What the exercise asks: Check each line of the entries below for the string "activetab"; copy every line where it appears.

Material for the task:
PR #3286, opened 2019-03-05
core/vpn/ipsec: allow easier override of colors in themes

fabianfrz:
see #2700

### DIFF
--- a/src/www/widgets/widgets/ipsec.widget.php
+++ b/src/www/widgets/widgets/ipsec.widget.php
@@ -77,29 +77,46 @@ if (isset($config['ipsec']['phase2'])) {
 ?>
 <script>
     $(document).ready(function() {
-        $(".ipsec-tab").unbind('click').click(function(){
-            $(".ipsec-tab").css('background-color', '#777777');
-            $(".ipsec-tab").css('color', 'white');
-            $(this).css('background-color', '#EEEEEE');
-            $(this).css('color', 'black');
+        $(".ipsec-tab").unbind('click').click(function() {
+            $('.ipsec-tab').removeClass('activetab');
+            $(this).addClass('activetab');
             $(".ipsec-tab-content").hide();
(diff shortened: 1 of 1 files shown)


AdSchellevis:
@fabianfrz thanks!

src/www/widgets/widgets/ipsec.widget.php
```diff
@@ -77,29 +77,46 @@
 ?>
 <script>
     $(document).ready(function() {
-        $(".ipsec-tab").unbind('click').click(function(){
-            $(".ipsec-tab").css('background-color', '#777777');
-            $(".ipsec-tab").css('color', 'white');
-            $(this).css('background-color', '#EEEEEE');
-            $(this).css('color', 'black');
+        $(".ipsec-tab").unbind('click').click(function() {
```
fabianfrz: @AdSchellevis should we remove unbind too - it has been removed from standard jquery?

opnsenseuser:
two questions. 
1. I thought we already defined the classes in the new themes. do we have to change things again for tukan, dark, cicade? 
2. I am not an experienced programmer, but shouldn’t it be better to replace the syntax of .unbind with .off in the source code?

Regards rene

AdSchellevis:
@opnsenseuser if their already defined, they should be preferred if `!important `is set, the unbound is ok, `unbind` could be replaced by `off`, but both seem to doing the same... jQuery is confusing sometimes ;)

src/www/widgets/widgets/ipsec.widget.php
AdSchellevis: https://github.com/opnsense/core/pull/3286#issuecomment-469782949 , but I don't mind.

fabianfrz:
@AdSchellevis unbind does not exist anymore. off should be used now as without the migrate plugin it would crash. The difference is that unbind enforces that the element exists in contrast to on/off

Task solution:
+            $('.ipsec-tab').removeClass('activetab');
+            $(this).addClass('activetab');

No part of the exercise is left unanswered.